Spherical harmonics form a complete orthonormal basis for solving Laplace's equation in spherical coordinates. Expansions in Legendre polynomials and associated Legendre functions allow systematic solution of electrostatic problems with spherical symmetry, including multipole expansions.
Start with Legendre polynomials for azimuthally symmetric problems, then generalize to full angular dependence. Apply to conducting sphere and dielectric sphere problems to verify orthogonality and convergence.
Spherical harmonics are specific to electrostatics (they apply to any Laplacian problem). Assuming convergence without checking domain of validity.
Your prerequisite work on separation of variables showed that Laplace's equation ∇²V = 0 can be broken apart into independent ordinary differential equations when the geometry fits a coordinate system. In Cartesian coordinates this gave sinusoids; in spherical coordinates it gives something richer. Writing V(r,θ,φ) = R(r)·Θ(θ)·Φ(φ) and separating, you find that the radial equation gives power law solutions R ∝ rˡ or r^(−ℓ−1), the azimuthal equation gives Φ ∝ e^(imφ) (m an integer), and the polar equation gives the associated Legendre functions P_ℓᵐ(cos θ). The product Θ · Φ — normalized — is what we call a spherical harmonic Y_ℓᵐ(θ,φ). The integer ℓ ≥ 0 is the angular momentum quantum number; |m| ≤ ℓ gives the projection. For each ℓ, there are 2ℓ+1 values of m.
The key property that makes spherical harmonics so powerful is orthonormality: if you integrate the product of two different harmonics over the full sphere (all angles), you get zero; if you integrate a harmonic times its own complex conjugate, you get one. This is the same structure as Fourier series but on the surface of a sphere. Because they form a complete basis, any smooth function on the sphere — any arbitrary boundary condition you might impose on a spherical surface — can be expanded as a sum of spherical harmonics. This turns the problem of finding the electrostatic potential with a given boundary condition on a sphere into a coefficient-matching exercise.
To solve a typical problem — say, a conducting sphere in a uniform external field — you write the general solution as V = Σ (Aˡ rˡ + Bˡ r^(−ℓ−1)) Y_ℓᵐ(θ,φ). Far from the sphere, the potential must approach the uniform field −E₀z = −E₀r cos θ, which you recognize as the ℓ=1 term since P₁(cos θ) = cos θ. Near the origin, terms that blow up as r → 0 must vanish (or vice versa at r → ∞). You then apply the boundary condition on the sphere surface (V = constant for a conductor), use orthogonality to extract each coefficient, and you are done. The solution is built systematically from the expansion rather than guessed.

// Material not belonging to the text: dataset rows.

PR #246, opened 2025-04-07
fix(metrics): use clearInterval instead of clearTimeout in stop()

### LINKED ISSUE #245: Memory Leak When Using UnleashClient per Request — .stop() Does Not Fully Clean Up
### Describe the bug

When using unleash-proxy-client on the server side (e.g., for SSR or per-request flag fetching), we observed increasing memory usage and event loop handles even though .stop() was called immediately after .start().

After investigation, the issue was resolved by setting disableMetrics: true, suggesting that .stop () does not properly clean up background metrics collection.

Use Case
We are using unleash-proxy-client on the backend to:

- Fetch toggles per request (e.g., server-rendered pages)
- Use short-lived instances of UnleashClient
- Call .start() and .stop() on each request

Observed Behavior

- Memory usage increases with each request
- Open handles (timers) accumulate
- Eventually the process crashes under high load

What Fixed It
Adding this option resolved the issue:
`const unleashClient = new UnleashClient({
  ...
  disableMetrics: true
});
`

After this change:

- Memory usage remained stable
- All client instances cleaned up correctly

- Create a new UnleashClient in a loop or per request
- Call .start(), use the toggles
- Call .stop()
- Watch memory and open handles grow
- Add disableMetrics: true and observe the issue disappear

### Expected behavior

Calling .stop() should:
- Clean up internal timers related to metrics
- Fully dispose of any internal state
- Prevent memory or handle leaks even when disableMetrics is false

### Logs, error output, etc.

```bash

```

### Screenshots

The red line after disabling the metrics

Image

### Additional context

_No response_

### Unleash version

3.6.1

### Subscription type

Enterprise

### Hosting type

Hosted by Unleash

unleash-proxy-client 3.6.1

isawalhi:
## About the changes
When using unleash-proxy-client on the server side (e.g., for SSR or per-request flag fetching), we observed increasing memory usage and event loop handles even though .stop() was called immediately after .start().

After investigation, the issue was resolved by setting disableMetrics: true, suggesting that .stop () does not properly clean up background metrics collection.

Closes #245

### DIFF
--- a/src/metrics.ts
+++ b/src/metrics.ts
@@ -107,7 +107,7 @@ export default class Metrics {
 
     public stop() {
         if (this.timer) {
-            clearTimeout(this.timer);
+            clearInterval(this.timer);
             delete this.timer;
         }
     }


ivarconr (approved):

lo1tuma:
I still have this issue in the latest version 3.7.5

PR #250, opened 2025-04-22
Handle already aborted controllers before re-aborting

ActuallyConnor:
Previously, the code attempted to abort controllers without checking their state, potentially causing issues. This change ensures that controllers are only aborted if they are not already in an aborted state, improving robustness and preventing unnecessary operations.

## About the changes

Closes #

### DIFF
--- a/src/index.ts
+++ b/src/index.ts
@@ -545,7 +545,8 @@ export class UnleashClient extends TinyEmitter {
 
     private async fetchToggles() {
         if (this.fetch) {
-            if (this.abortController) {
+            // Check if abortController is already aborted before calling abort
+            if (this.abortController && !this.abortController.signal.aborted) {
                 this.abortController.abort();
             }
             this.abortController = this.createAbortController?.();


Shinypaper:
I've run into a similar issue around this. This fix would be helpful to get in.

Tymek (approved):

kwasniew (approved):

kwasniew:
@ActuallyConnor @Shinypaper what was the impact of calling abort twice? I'd expect the second one to be a no-op.

ActuallyConnor:
> @ActuallyConnor @Shinypaper what was the impact of calling abort twice? I'd expect the second one to be a no-op.

@kwasniew Great question. For our case we noticed it was causing page hang ups occasionally. Our session replay functionality caught the issue and flagged it for me. Just wanted to help out and address our issue simultaneously. 😄

ActuallyConnor:
@kwasniew just curious what the release process would be for this PR once merged? Would it be batched with some other changes or go out as a patch?

kwasniew:
@ActuallyConnor  we can merge it right now and release a patch version

kwasniew:
@ActuallyConnor your change is out as 3.7.6. Thanks for your contribution!

PR #253, opened 2025-06-18
fix: old vs new abort controller

kwasniew:
## About the changes

My hypothesis: in some environments, this.createAbortController might reuse an existing AbortController instance (e.g. a polyfill or a bad custom wrapper).

### DIFF
--- a/src/index.ts
+++ b/src/index.ts
@@ -553,11 +553,13 @@ export class UnleashClient extends TinyEmitter {
 
     private async fetchToggles() {
         if (this.fetch) {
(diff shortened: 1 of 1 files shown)


src/index.ts
```diff
@@ -553,11 +553,13 @@ export class UnleashClient extends TinyEmitter {
 
     private async fetchToggles() {
         if (this.fetch) {
+            const oldController = this.abortController;
+            this.abortController = this.createAbortController?.();
```
kwasniew, line 557: Always create a fresh instance first, then abort the old one, then use the new signal.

The importance of this technique extends far beyond electrostatics. The same Legendre polynomials and spherical harmonics appear in quantum mechanics as the angular part of atomic wave functions (the s, p, d, f orbital shapes you know are |Y_ℓᵐ|² plotted on a sphere), in gravitational potential theory for planetary shapes, and in acoustics for sound radiation patterns. The multipole expansion in electrostatics — expressing a localized charge distribution's far-field potential as a sum of monopole, dipole, quadrupole terms — is precisely an expansion in spherical harmonics: each ℓ term falls as r^(−ℓ−1) at large r. Once you recognize this structure, you see the same mathematics recurring across physics wherever a problem has spherical geometry.